● **What you should do**
Could you write out all the records once more, exactly?

Stored entries
-.-.-

Issue #8557, opened 2022-05-02
Taxonomy Id checking before executing queries in Orchard.Taxonomies (performance fix/upgrade).


AndreaPiovanelli:
https://github.com/OrchardCMS/Orchard/blob/aff9b2542cc8733c9fce1a1c6e6d172c0074cf7c/src/Orchard.Web/Modules/Orchard.Taxonomies/Services/TaxonomyService.cs#L67

Everytime a function in TaxonomyService has the taxonomy id parameter, performance would be improved checking id validity (id > 0) before executing queries. This mostly is a sanity check but, in some cases, "useless" queries are executed for id = 0.

PR #8558, opened 2022-05-02
8557 check valid taxonomy

AndreaPiovanelli:
#8557 
Added id checks on every function executing queries on taxonomy or term id to avoid executing the query when the parameter is not valid (id <= 0) and avoid some queries when they would clearly return a empty result.
This mostly is a sanity check but, in some scenario, id = 0 is passed as a parameter and a query on the database is executed, giving no results.

### DIFF
--- a/src/Orchard.Web/Modules/Orchard.Taxonomies/Services/TaxonomyService.cs
+++ b/src/Orchard.Web/Modules/Orchard.Taxonomies/Services/TaxonomyService.cs
@@ -223,6 +223,10 @@ namespace Orchard.Taxonomies.Services {
         }
 
         public TermPart GetTerm(int id) {
+            // If term id isn't valid, return null without executing the query.
+            if (id <= 0) {
+                return null;
+            }
             return GetTermsQuery()
                 .Where(x => x.Id == id).List().FirstOrDefault();
         }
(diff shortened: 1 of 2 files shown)


src/Orchard.Web/Modules/Orchard.Taxonomies/Services/TaxonomyService.cs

-.-.-

● **Answer below**
Issue #8557, opened 2022-05-02
Taxonomy Id checking before executing queries in Orchard.Taxonomies (performance fix/upgrade).


AndreaPiovanelli:
https://github.com/OrchardCMS/Orchard/blob/aff9b2542cc8733c9fce1a1c6e6d172c0074cf7c/src/Orchard.Web/Modules/Orchard.Taxonomies/Services/TaxonomyService.cs#L67

Everytime a function in TaxonomyService has the taxonomy id parameter, performance would be improved checking id validity (id > 0) before executing queries. This mostly is a sanity check but, in some cases, "useless" queries are executed for id = 0.

PR #8558, opened 2022-05-02
8557 check valid taxonomy

AndreaPiovanelli:
#8557 
Added id checks on every function executing queries on taxonomy or term id to avoid executing the query when the parameter is not valid (id <= 0) and avoid some queries when they would clearly return a empty result.
This mostly is a sanity check but, in some scenario, id = 0 is passed as a parameter and a query on the database is executed, giving no results.

### DIFF
--- a/src/Orchard.Web/Modules/Orchard.Taxonomies/Services/TaxonomyService.cs
+++ b/src/Orchard.Web/Modules/Orchard.Taxonomies/Services/TaxonomyService.cs
@@ -223,6 +223,10 @@ namespace Orchard.Taxonomies.Services {
         }
 
         public TermPart GetTerm(int id) {
+            // If term id isn't valid, return null without executing the query.
+            if (id <= 0) {
+                return null;
+            }
             return GetTermsQuery()
                 .Where(x => x.Id == id).List().FirstOrDefault();
         }
(diff shortened: 1 of 2 files shown)


src/Orchard.Web/Modules/Orchard.Taxonomies/Services/TaxonomyService.cs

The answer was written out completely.